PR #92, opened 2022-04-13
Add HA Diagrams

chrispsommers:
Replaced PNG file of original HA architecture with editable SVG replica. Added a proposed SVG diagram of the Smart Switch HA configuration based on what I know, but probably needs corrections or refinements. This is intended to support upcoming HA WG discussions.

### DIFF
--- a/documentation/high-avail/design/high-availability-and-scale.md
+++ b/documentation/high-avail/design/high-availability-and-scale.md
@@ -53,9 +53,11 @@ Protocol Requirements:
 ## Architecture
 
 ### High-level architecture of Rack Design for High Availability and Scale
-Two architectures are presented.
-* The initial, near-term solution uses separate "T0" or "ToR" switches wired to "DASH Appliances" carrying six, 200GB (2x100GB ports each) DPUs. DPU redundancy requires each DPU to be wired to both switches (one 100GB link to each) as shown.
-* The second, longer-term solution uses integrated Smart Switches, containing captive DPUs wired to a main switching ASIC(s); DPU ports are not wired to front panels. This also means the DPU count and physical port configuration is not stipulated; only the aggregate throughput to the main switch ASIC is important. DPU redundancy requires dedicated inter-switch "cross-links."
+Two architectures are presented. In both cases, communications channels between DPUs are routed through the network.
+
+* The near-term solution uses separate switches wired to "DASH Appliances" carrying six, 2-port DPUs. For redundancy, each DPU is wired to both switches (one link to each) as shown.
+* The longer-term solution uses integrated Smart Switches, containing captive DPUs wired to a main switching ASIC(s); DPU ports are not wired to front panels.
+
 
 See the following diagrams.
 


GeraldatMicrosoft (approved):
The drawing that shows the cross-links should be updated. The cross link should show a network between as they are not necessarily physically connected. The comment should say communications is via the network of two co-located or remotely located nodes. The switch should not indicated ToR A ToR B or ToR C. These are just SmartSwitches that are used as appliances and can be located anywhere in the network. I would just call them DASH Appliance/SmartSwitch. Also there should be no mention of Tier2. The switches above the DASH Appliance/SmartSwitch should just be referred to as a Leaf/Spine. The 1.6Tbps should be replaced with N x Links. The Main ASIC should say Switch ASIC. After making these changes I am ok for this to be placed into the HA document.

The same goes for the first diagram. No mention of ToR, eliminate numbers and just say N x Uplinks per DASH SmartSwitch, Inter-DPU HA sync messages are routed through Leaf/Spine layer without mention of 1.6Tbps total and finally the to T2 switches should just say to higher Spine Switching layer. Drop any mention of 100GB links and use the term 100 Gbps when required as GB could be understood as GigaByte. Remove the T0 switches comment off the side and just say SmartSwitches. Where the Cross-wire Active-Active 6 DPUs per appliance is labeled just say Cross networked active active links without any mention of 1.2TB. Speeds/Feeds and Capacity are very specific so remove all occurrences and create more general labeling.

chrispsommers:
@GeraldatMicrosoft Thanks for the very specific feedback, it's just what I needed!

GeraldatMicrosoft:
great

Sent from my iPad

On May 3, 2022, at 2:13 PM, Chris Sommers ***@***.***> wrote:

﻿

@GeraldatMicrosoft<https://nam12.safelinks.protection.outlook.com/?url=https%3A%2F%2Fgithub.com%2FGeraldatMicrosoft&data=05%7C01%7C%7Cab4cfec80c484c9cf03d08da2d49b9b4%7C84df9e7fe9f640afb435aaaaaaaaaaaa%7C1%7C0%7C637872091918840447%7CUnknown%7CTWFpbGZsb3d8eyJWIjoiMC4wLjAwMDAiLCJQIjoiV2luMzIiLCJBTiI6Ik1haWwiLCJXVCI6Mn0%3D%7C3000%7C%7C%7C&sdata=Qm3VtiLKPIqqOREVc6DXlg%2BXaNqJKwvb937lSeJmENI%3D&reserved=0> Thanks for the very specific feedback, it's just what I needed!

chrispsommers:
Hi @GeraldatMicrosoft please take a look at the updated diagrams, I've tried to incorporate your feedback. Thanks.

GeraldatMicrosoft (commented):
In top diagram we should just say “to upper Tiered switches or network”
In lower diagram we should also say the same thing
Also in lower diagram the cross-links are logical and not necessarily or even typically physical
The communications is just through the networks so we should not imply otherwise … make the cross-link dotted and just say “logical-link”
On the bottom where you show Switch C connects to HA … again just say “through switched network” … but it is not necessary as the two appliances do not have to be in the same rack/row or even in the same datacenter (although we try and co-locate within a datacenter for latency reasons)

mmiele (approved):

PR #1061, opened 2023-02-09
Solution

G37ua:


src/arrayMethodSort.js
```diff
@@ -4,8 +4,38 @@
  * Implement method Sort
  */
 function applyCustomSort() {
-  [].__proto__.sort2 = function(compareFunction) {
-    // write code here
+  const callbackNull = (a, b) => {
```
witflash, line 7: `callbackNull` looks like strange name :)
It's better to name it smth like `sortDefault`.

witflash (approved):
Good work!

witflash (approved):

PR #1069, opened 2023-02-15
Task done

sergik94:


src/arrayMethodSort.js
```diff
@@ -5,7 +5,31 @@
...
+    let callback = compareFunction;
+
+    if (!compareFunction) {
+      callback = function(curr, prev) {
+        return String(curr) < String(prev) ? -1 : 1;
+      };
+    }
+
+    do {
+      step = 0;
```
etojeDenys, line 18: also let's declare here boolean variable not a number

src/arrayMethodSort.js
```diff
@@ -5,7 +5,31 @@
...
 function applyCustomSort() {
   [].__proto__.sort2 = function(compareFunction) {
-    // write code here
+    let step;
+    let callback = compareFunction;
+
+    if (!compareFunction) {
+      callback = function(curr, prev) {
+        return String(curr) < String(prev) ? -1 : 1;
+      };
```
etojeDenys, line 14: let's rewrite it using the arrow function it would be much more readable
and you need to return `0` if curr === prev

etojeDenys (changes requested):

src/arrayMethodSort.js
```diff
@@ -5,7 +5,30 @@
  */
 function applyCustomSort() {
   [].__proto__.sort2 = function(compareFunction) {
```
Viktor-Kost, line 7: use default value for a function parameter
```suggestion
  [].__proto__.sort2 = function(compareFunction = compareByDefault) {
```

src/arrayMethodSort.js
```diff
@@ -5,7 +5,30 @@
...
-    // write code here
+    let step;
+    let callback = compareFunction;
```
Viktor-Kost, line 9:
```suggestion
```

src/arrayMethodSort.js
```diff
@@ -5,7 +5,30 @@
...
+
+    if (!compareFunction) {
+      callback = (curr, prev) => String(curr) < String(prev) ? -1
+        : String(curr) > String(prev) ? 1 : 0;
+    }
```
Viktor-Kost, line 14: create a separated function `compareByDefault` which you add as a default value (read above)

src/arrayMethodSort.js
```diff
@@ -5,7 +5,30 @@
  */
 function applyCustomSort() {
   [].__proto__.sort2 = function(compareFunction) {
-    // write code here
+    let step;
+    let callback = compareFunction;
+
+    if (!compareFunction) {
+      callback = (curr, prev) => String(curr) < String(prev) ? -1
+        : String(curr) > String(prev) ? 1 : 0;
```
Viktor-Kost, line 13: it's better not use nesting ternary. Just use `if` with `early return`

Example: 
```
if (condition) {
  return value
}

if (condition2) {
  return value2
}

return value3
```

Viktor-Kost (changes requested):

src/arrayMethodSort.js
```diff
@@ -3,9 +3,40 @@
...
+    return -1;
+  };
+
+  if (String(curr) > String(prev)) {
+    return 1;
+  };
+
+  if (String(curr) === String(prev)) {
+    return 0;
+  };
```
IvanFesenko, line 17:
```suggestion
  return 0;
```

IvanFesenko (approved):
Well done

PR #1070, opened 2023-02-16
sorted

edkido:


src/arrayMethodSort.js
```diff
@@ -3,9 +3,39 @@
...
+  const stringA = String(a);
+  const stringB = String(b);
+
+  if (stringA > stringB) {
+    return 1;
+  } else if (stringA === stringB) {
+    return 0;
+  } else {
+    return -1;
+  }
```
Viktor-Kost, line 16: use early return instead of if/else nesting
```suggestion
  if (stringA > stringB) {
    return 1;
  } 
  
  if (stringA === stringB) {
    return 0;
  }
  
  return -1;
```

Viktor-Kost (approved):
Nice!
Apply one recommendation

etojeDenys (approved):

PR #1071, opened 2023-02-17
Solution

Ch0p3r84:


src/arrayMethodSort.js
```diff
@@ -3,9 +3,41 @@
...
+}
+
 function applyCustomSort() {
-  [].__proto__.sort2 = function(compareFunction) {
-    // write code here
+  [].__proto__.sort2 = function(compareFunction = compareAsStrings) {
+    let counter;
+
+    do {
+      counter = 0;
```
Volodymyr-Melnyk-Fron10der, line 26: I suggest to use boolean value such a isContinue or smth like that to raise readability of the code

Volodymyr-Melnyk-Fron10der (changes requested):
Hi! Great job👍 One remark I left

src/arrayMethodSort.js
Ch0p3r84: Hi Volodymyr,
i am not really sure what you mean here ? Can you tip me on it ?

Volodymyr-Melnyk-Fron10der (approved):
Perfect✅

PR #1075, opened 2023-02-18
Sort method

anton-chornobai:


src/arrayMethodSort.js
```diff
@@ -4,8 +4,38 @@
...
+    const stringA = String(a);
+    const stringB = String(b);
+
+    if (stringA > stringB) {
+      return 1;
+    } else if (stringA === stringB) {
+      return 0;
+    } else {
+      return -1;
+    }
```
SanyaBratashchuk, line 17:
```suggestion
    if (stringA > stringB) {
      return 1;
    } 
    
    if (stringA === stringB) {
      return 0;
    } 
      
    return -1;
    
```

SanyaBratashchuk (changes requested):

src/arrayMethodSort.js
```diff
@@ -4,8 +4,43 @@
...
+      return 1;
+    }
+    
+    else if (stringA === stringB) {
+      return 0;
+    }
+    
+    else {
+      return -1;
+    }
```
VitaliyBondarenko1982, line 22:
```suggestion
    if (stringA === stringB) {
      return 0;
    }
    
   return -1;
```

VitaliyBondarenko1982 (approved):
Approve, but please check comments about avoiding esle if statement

■ ■ ■ ■ ■

* _PROBLEM REQUIREMENTS_:
Only lines containing the word "Viktor" should be copied from the material above.

* _EXERCISE OUTPUT_:
Viktor-Kost, line 7: use default value for a function parameter
Viktor-Kost, line 9:
Viktor-Kost, line 14: create a separated function `compareByDefault` which you add as a default value (read above)
Viktor-Kost, line 13: it's better not use nesting ternary. Just use `if` with `early return`
Viktor-Kost (changes requested):
Viktor-Kost, line 16: use early return instead of if/else nesting
Viktor-Kost (approved):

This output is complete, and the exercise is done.